Drill log with several holes, each angled slightly downward to hold rice grains; each hole should be about 1 inch deep and 1 inch in diameter. Fill a two- or three-gallon pail with water to a depth one-half the length of the tongs.

Set up four stations on an outdoor table: the log (upright) with a few grains of rice in each hole; the pail of water with poker chips (or sinkable substitute) at the bottom; a shallow pan with fir needles floating on water; and a shallow pan containing the dried beans or nuts. The tongs, pliers, tweezers and strainer represent respectively the beaks on: wading birds, finches such as a cardinal or sparrow, woodpeckers, and mallards or similar dabbling ducks.

THE ACTIVITY:

Assign each child a tool and starting station. Ask them to pretend that they are birds and the tools are their beaks. At your signal, each child tries to pick up as many of the food objects as they can before you tell them to stop. They should put the objects they collect in paper cups. Allow 30 seconds at each station. A few rules: the dried beans or nuts must be cracked before they are dropped in the cup; poker chips must be retrieved without getting hands wet; and no hands allowed!

When time is up, ask each child to dump the contents of their cup into the pie tin and count the number collected.

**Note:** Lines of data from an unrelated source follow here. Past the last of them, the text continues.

PR #398, opened 2016-10-18
Update narrow_cast to use std::forward

rianquinn:
Based on [F19](https://github.com/isocpp/CppCoreGuidelines/blob/master/CppCoreGuidelines.md#f19-for-forward-parameters-pass-by-tp-and-only-stdforward-the-parameter), I believe `gsl::narrow_cast` should be implemented using forward semantics.

### DIFF
--- a/gsl/gsl_util
+++ b/gsl/gsl_util
@@ -93,11 +93,19 @@ inline final_act<F> finally(F&& f) noexcept
 }
 
 // narrow_cast(): a searchable way to do narrowing casts of values
+#if _MSC_VER <= 1800
+template <class T, class U>
+inline constexpr T narrow_cast(U u) noexcept
+{
+    return static_cast<T>(u);
+}
+#else
 template <class T, class U>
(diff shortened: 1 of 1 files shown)


neilmacintosh:
@rianquinn if I scanned the AppVeyor output correctly, it looks like you may have to #ifdef out the change for MSVC 2013 due to a bug in that compiler.

rianquinn:
@neilmacintosh ha... yeah didn't see that coming. So long as your cool with that, I'll update the PR.

neilmacintosh:
@rianquinn yep, that's the simplest and best resolution for now. Thanks!

rianquinn:
No problem. We are using narrow_cast a lot (its really annoying how C++ auto converts to an int when doing arithmetic on an 8 or 16 bit value) and so I did a quick check to make sure it could be optimized out and realized there was a little room for improvement. Hopefully this get absorbed into the standard. 

Thanks a ton

neilmacintosh:
Thanks @rianquinn, this is a useful improvement!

Record the results for each “beak type” on a chart, then rotate to the next station. Repeat the process until each child has tried each tool at every station. By the end, each child will have gone through each station with four different tools.

Discuss the results using the chart as a guide. Help children form the concepts that some beaks are better adapted for certain jobs than others and that, while some beaks are good for obtaining more than one thing, other beaks are good only for one task.

Introduce the photos or drawings, asking the children to talk about how individual beak shapes are adapted for eating certain foods. What happens to a bird when its food source disappears?